Please note that the verification algorithm has polynomial complexity and is expected to be switched ON/OFF by the option (upcoming soon) with default to OFF.

You should be able to do verification in linear time. Just call SelectionDAG::AssignTopologicalOrder() before you start iterating over allnodes().

You should be able to do verification in linear time. Just call SelectionDAG::AssignTopologicalOrder() before you start iterating over allnodes().

Actually, on second thought, maybe don't do that; AssignTopologicalOrder() mutates the SelectionDAG, so it could change the generated code if we call it conditionally. But anyway, a topological sort should be straightforward.

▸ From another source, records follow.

PR #6161, opened 2026-06-26
MONGOID-5939 Guard against NoSQL operator injection in where/find_by

comandeo-mongo:
## What

Adds a guard in `expr_query` that rejects top-level `$` operators not in an explicit allowlist when `allow_unsafe_query_operators` is set to `false`. The default is `true` (existing behavior preserved — no BC break).

To opt into the strict mode:

```ruby
Mongoid.configure do |config|
  config.allow_unsafe_query_operators = false
end
```

With strict mode on, operators like `$where` and `$function` raise `Errors::InvalidQuery`. Allowed operators: `$and`, `$or`, `$nor`, `$not`, `$text`, `$comment`, `$expr`, `$jsonSchema`, `$alwaysFalse`, `$alwaysTrue`.

## Why

When user-supplied params are passed directly to `where`/`find_by` (e.g. via `to_unsafe_h`), an attacker can inject top-level operators like `$where` to execute arbitrary JavaScript on the MongoDB server.

## Files changed

- `lib/mongoid/config.rb` — new `allow_unsafe_query_operators` option (default: `true`)
- `lib/mongoid/criteria/queryable/selectable.rb` — `ALLOWED_QUERY_OPERATORS` constant and guard in `expr_query`
- `spec/mongoid/criteria/queryable/selectable_where_spec.rb` — 14 new examples covering the guard
- `Gemfile` — add `ostruct` for Ruby 4.0+ compatibility

## Test plan

- [x] 14 new examples in `selectable_where_spec.rb` covering blocked operators, allowlisted operators, and opt-in strict mode
- [x] All 1681 queryable specs pass with no regressions
- [x] RuboCop reports no offenses

Jira: https://jira.mongodb.org/browse/MONGOID-5939

### DIFF
--- a/Gemfile
+++ b/Gemfile
@@ -25,3 +25,5 @@ gem 'i18n', *i18n_versions
 
 # Windows does not include zoneinfo files, so bundle the tzinfo-data gem
 gem "tzinfo-data", platforms: %i[ windows jruby ]
+
+gem 'ostruct' if RUBY_VERSION >= '4.0'
--- a/lib/mongoid/config.rb
+++ b/lib/mongoid/config.rb
@@ -294,6 +294,15 @@ module Mongoid
     # See https://jira.mongodb.org/browse/MONGOID-5892 for more details.
     option :serializable_hash_with_legacy_only, default: true
 
+    # When true (default), all top-level query operators are passed through
+    # to MongoDB without restriction when using +where+/+find_by+. Set to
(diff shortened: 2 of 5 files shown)


jamis (changes requested):
There are several rubocop complaints from the new code, but otherwise it looks good 👍

jamis (approved):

alex-t updated this revision to Diff 135490.Feb 22 2018, 11:36 AM

Verification algorithm of linear complexity

efriedma added inline comments.Feb 22 2018, 12:42 PM
include/llvm/CodeGen/TargetLowering.h
2561 ↗(On Diff #135490)

Weird indentation; try clang-format?

lib/CodeGen/SelectionDAG/SelectionDAG.cpp
7506 ↗(On Diff #135490)

This is exactly what I was looking for; thanks.

lib/CodeGen/SelectionDAG/SelectionDAGISel.cpp
747

Maybe #ifndef NDEBUG.

Can we somehow skip this for targets which don't use divergence information?

alex-t updated this revision to Diff 135881.Feb 26 2018, 3:09 AM

Formatting fixed.
DAG divergence verification for "divergent" targets only.

alex-t updated this revision to Diff 135930.Feb 26 2018, 11:20 AM

One test fixed

make check-llvm has passed

Target-independent bits LGTM.

lib/Target/AMDGPU/AMDGPUISelLowering.cpp
838 ↗(On Diff #135930)

Formatting?

alex-t updated this revision to Diff 136723.Mar 2 2018, 5:39 AM

ready to land

alex-t marked 6 inline comments as done.Mar 2 2018, 5:40 AM
alex-t updated this revision to Diff 136772.Mar 2 2018, 9:21 AM
alex-t updated this revision to Diff 136985.Mar 5 2018, 5:58 AM
This revision was automatically updated to reflect the committed changes.